His specialization lies at the interface of complex human-environmental problems (i.e. fisheries, climate, water, energy, and agriculture). Significant publications include the books (Colombi and Brooks 2012), Keystone Nations: Indigenous Peoples and Salmon across the North Pacific (Advanced Seminar Series, School for Advanced Research Press) and (Maldonado, Colombi, and Pandya 2014), Climate Change and Indigenous Peoples in the United States: Impacts, Experiences and Actions (Springer Verlag Press), and a number of articles and chapters, including long-term and engaged research with the Nez Perce Tribe (Nimiipuu) about large dams, salmon, and the regional economy in the Columbia River basin.
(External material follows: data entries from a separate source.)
PR #3072, opened 2026-06-26
Hue: Fix conditional in hue command error logging

hcarter-775:
# Description of Change
Fix Hue conditional for logging command response errors.

### DIFF
--- a/drivers/SmartThings/philips-hue/src/handlers/commands.lua
+++ b/drivers/SmartThings/philips-hue/src/handlers/commands.lua
@@ -54,13 +54,14 @@ end
 ---@param err string? Error message returned from the Hue API call, if any
 ---@param action_desc string Description of the action being performed, for logging purposes
 local function log_command_response_errors(response, err, action_desc)
-  if not response or (response.errors and #response.errors == 0) then
-    if err ~= nil then
-      log.error_with({ hub_logs = true }, "Error performing " .. action_desc .. ": " .. err)
-    elseif response and #response.errors > 0 then
-      for _, error in ipairs(response.errors) do
-        log.error_with({ hub_logs = true }, "Error returned in Hue response for " .. action_desc .. ": " .. error.description)
-      end
+  if err ~= nil then
+    log.error_with({ hub_logs = true }, "Error performing " .. action_desc .. ": " .. err)
+  end
+
+  if response and response.errors and #response.errors > 0 then
+    for _, error in ipairs(response.errors) do
+      log.error_with({ hub_logs = true },
+        "Error returned in Hue response for " .. action_desc .. ": " .. error.description)
     end
   end
 end


drivers/SmartThings/philips-hue/src/handlers/commands.lua
```diff
@@ -54,7 +54,7 @@ end
 ---@param err string? Error message returned from the Hue API call, if any
 ---@param action_desc string Description of the action being performed, for logging purposes
 local function log_command_response_errors(response, err, action_desc)
-  if not response or (response.errors and #response.errors == 0) then
+  if not response or (response.errors and #response.errors > 0) then
```
ctowns: What about something like this? This way the err from the Hue API call is logged separately regardless of the errors from the response. That way it is still logged even if we don't have a response, which could be due to an error.
```
 if err ~= nil then
    log.error_with({ hub_logs = true }, "Error performing " .. action_desc .. ": " .. err)
  end

  if response and response.errors and #response.errors > 0 then
    for _, error in ipairs(response.errors) do
      log.error_with({ hub_logs = true },
        "Error returned in Hue response for " .. action_desc .. ": " .. error.description)
    end
  end
```

hcarter-775: works for me! can you just merge that on top of this branch? I don't mind

ctowns: just amended the last commit with these changes and force pushed :+1:

hcarter-775: well I will say that if we dont have a response, we'll trigger `not response` as-is, right?

ctowns: Yeah, but that conditional is just a combination of the two conditionals within it, right? It seems unnecessary to me.

hcarter-775: ah sure, yeah that's true. ok yeah I'm back to being like this is good

ctowns (approved):
don't mind me just approving my own code

drivers/SmartThings/philips-hue/src/handlers/commands.lua
```diff
@@ -54,13 +54,14 @@ end
...
-    elseif response and #response.errors > 0 then
-      for _, error in ipairs(response.errors) do
-        log.error_with({ hub_logs = true }, "Error returned in Hue response for " .. action_desc .. ": " .. error.description)
-      end
+  if err ~= nil then
+    log.error_with({ hub_logs = true }, "Error performing " .. action_desc .. ": " .. err)
+  end
+
+  if response and response.errors and #response.errors > 0 then
+    for _, error in ipairs(response.errors) do
```
cjswedes, line 62: Is ipairs correct here? Another option would be to use utils.stringify_table on the errors and log them all in a blob. Its fine as is as long as ipairs is correct.

cjswedes (approved):

drivers/SmartThings/philips-hue/src/handlers/commands.lua
hcarter-775: Yes, ipairs is correct.

PR #379, opened 2023-06-14
fix(GiniCaptureSDK): Fix the display of the error screen on the main thread after the server returned the error

zladzeyka:
Fix the display of the error screen on the main thread after the server returned the error

PIA-4271

### DIFF
--- a/CaptureSDK/GiniCaptureSDK/Sources/GiniCaptureSDK/Networking/GiniNetworkingScreenAPICoordinator.swift
+++ b/CaptureSDK/GiniCaptureSDK/Sources/GiniCaptureSDK/Networking/GiniNetworkingScreenAPICoordinator.swift
@@ -139,7 +139,9 @@ extension GiniNetworkingScreenAPICoordinator {
                 self.deliver(result: extractions, and: self.documentService.document, to: networkDelegate)
             case .failure(let error):
                 guard error != .requestCancelled else { return }
-                networkDelegate.displayError(errorType: ErrorType(error: error), animated: true)
+                DispatchQueue.main.async {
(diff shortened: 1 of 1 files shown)


CaptureSDK/GiniCaptureSDK/Sources/GiniCaptureSDK/Networking/GiniNetworkingScreenAPICoordinator.swift
```diff
@@ -134,12 +134,14 @@ import GiniBankAPILibrary
 extension GiniNetworkingScreenAPICoordinator {
     fileprivate func startAnalysis(networkDelegate: GiniCaptureNetworkDelegate) {
         self.documentService.startAnalysis { result in
-            switch result {
-            case .success(let extractions):
-                self.deliver(result: extractions, and: self.documentService.document, to: networkDelegate)
-            case .failure(let error):
-                guard error != .requestCancelled else { return }
-                networkDelegate.displayError(errorType: ErrorType(error: error), animated: true)
+            DispatchQueue.main.async {
```
ValentinaIancu-Gini, line 137: It seems that also `self.deliver(result: extractions, and: self.documentService.document, to: networkDelegate)` is switching to the main thread and this can potentially lead to recursive or nested asynchronous calls. This can cause unintended consequences, such as excessive resource consumption or unexpected order of execution. 
Having two `DispatchQueue.main.async` calls does not inherently cause a problem. However, it's important to consider the order and timing of the code execution to avoid unexpected behavior.

ValentinaIancu-Gini (approved):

He also pursues interests in expanding his research to include Southwestern Indigenous peoples and watersheds (Colombi 2010; Colombi 2014; Pasqualetti et al. 2016; Bair et al. 2019); complimented with field studies of local-Indigenous resources/management in the United States, Canada, Russia (Thom, Colombi, Degai 2016; Colombi, Thom, Degai 2018), Iceland, Norway (Ween and Colombi 2013), Japan, Brazil (Colombi 2014; Perry et al. 2018), and Mexico (Colombi 2010; Colombi 2014).